Probability that $A$ and $B$ occurring: $P[A\cap B]=P[A|B]\cdot P[B]$

$P[B\cap A]=P[B|A]\cdot P[A]$

So  $P[A|B]={P[B|A]\cdot P[A]\over P[B]}$ (Bayes Theorem)

**There is always a chance that random guess would be the password... Although really, really, low...**

### Law of total probability

Let $S=\bigcup_{i=1}^n B_i$. and $B_i$ are disjoint events.

$A=\bigcup_{i=1}^n A\cap B_i$ ($A\cap B_i$ are all disjoint)

$P[A]=\sum^n_{i=1} P[A|B_i]\cdot P[B_i]$

## Back to cryptography

Defining security.

### Perfect Secrecy (Shannon Secrecy)

$K\gets Gen()$ $K\in\mathcal{K}$

$c\gets Enc_K(m)$ or we can also write as $c\gets Enc(K,m)$ for $m\in \mathcal{M}$

And the decryption procedure:

$m'\gets Dec_K(c')$, $m'$ might be null.

$P[K\gets Gen(): Dec_K(Enc_K(m))=m]=1$

#### Shannon Secrecy

Distribution $D$ over the message space $\mathcal{M}$

$P[K\gets Gen;m\gets D: m=m'|c\gets Enc_K(m)]=P[m\gets D: m=m']$

Basically, we cannot gain any information from the encoded message.

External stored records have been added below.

Issue #452, opened 2019-10-24
remove multisig support from wrapConversionRate


ilanDoron:
Currently wrap conversion rate has multisig support.
will remove this so this contract only used for setting data
it will have one admin which will be a multisig contract
so all data settings are done with one admin

ilanDoron:
merged to master
passed staging.
will be used in next production updates

Issue #441, opened 2019-09-18
re organize reserve smart contracts in folders


ilanDoron:
reserve folder structure
high level: reserve folder
reserveBridge folder. under this have oasis, uniswap, dutchx

fprReserve

aprReserve

orderBookReserve
inside orderbook we will have permissionless folder

ilanDoron:
text edited.
re opening

ilanDoron:
there was one issue that delayed this.
how to verify on line deployed contracts.
if we change the text in files, the byte code result changes - since it includes not only byte code but some text reference.

solution for this:
run sha3 on all contracts with current folder structure.
when verifying contracts. get byte code. run sha3 and compare it to saved sha3 values.

PR #453, opened 2019-10-24
Organize folder structure and update WrapConversionRate.sol #441 && #452

ilanDoron:
this includes organizing audit folder and organizing reserves.
Remove multisig support from WrapConversionRate.sol according to issue #452


contracts/kyberReserves/aprConversionRate/LiquidityConversionRates.sol
```diff
@@ -1,9 +1,10 @@
 pragma solidity 0.4.18;
 
-import "./ConversionRatesInterface.sol";
+
```
Anyhowclick: Extra line here (linter error fix I think)

contracts/wrapperContracts/WrapConversionRate.sol
```diff
@@ -2,246 +2,89 @@ pragma solidity 0.4.18;
...
-    uint constant internal TOKEN_INFO_DATA_INDEX = 1;
-    uint constant internal VALID_DURATION_DATA_INDEX = 2;
-    uint constant internal NUM_DATA_INDEX = 3;
-
     //general functions
     function WrapConversionRate(ConversionRates _conversionRates, address _admin) public
-        WrapperBase(PermissionGroups(address(_conversionRates)), _admin, NUM_DATA_INDEX)
+        WrapperBase(PermissionGroups(address(_conversionRates)), _admin, 0)
     {
-        require(_conversionRates != address(0));
```
Anyhowclick: This check isn't needed anymore?

contracts/wrapperContracts/WrapConversionRate.sol
```diff
@@ -2,246 +2,89 @@ pragma solidity 0.4.18;
...
-        uint nonce;
-        (signatures, nonce) = getDataTrackingParameters(VALID_DURATION_DATA_INDEX);
-        return(signatures);
-    }
-
-    function performAddToken() internal {
-        conversionRates.addToken(addTokenData.token);
+        conversionRates.addToken(token);
 
         conversionRates.addOperator(this);
```
Anyhowclick: Why can the `addOperator` be called multiple times for one address. Isn't there a require check to prevent duplicates, no? 
`require(!operators[newOperator]); // prevent duplicates.`

Anyhowclick: I see that the function adds this contract as an operator, then removes it. It's for security reasons?

contracts/wrapperContracts/WrapConversionRate.sol
```diff
@@ -2,246 +2,89 @@ pragma solidity 0.4.18;
...
+                 maxPerBlockImbalanceValues[i],
+                maxTotalImbalanceValues[i]);
         }
     }
-}
 
+    //valid duration blocks
+    ///////////////////////
+    function setValidDurationData(uint validDurationBlocks) public onlyAdmin {
+        require(validDurationBlocks > 5);
```
Anyhowclick: Would it be better to set the `5` as a public constant? Or variable if we consider ETH2.0 :p

contracts/wrapperContracts/WrapConversionRate.sol
ilanDoron: actually the remove isn't really necessary
was thinking not to have extra operator addresses if not needed...

contracts/wrapperContracts/WrapConversionRate.sol
ilanDoron: possible.
will set public constant.

its all very internal stuff.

Code shall not contain any information changing the distribution of expectation of message after viewing the code.

**NO INFO GAINED**

#### Perfect Secrecy

For any 2 messages, say $m_1,m_2\in \mathcal{M}$ and for any possible cipher $c$,

$P[K\gets Gen:c\gets Enc_K(m_1)]=P[K\gets Gen():c\gets Enc_K(m_2)]$

For a fixed $c$, any message could be encrypted to that...

#### Theorem 

Shannon secrecy is equivalent to perfect secrecy.

Proof:

If a crypto-system satisfy perfect secrecy, then it also satisfy Shannon secrecy.

Let $(Gen, Enc,Dec)$ be a perfectly secret crypto-system with $\mathcal{K}$ and $\mathcal{M}$.

Let $D$ be any distribution over messages.

Let $m'\in \mathcal{M}$.

$$
={P_K[c\gets Enc_K(m')]\cdot P[m=m']\over P_{K,m}[c\gets Enc_K(m)]}\\
$$

$$
P[K\gets Gen();m\gets D:m=m'|c\gets Enc_K(m)]={P_{K,m}[c\gets Enc_K(m)\vert m=m']\cdot P[m=m']\over P_{K,m}[c\gets Enc_K(m)]}\\
P_{K,m}[c\gets Enc_K(m)]=\sum^n_{i=1}P_{K,m}[c\gets Enc_k(m)|m=m_i]\cdot P[m=m_i]\\
=\sum^n_{i=1}P_{K,m_i}[c\gets Enc_k(m_i)]\cdot P[m=m_i]
$$

and $P_{K,m_i}[c\gets Enc_K(m_i)]$ is constant due to perfect secrecy

$\sum^n_{i=1}P_{K,m_i}[c\gets Enc_K(m_i)]\cdot P[m=m_i]=\sum^n_{i=1} P[m=m_i]=1$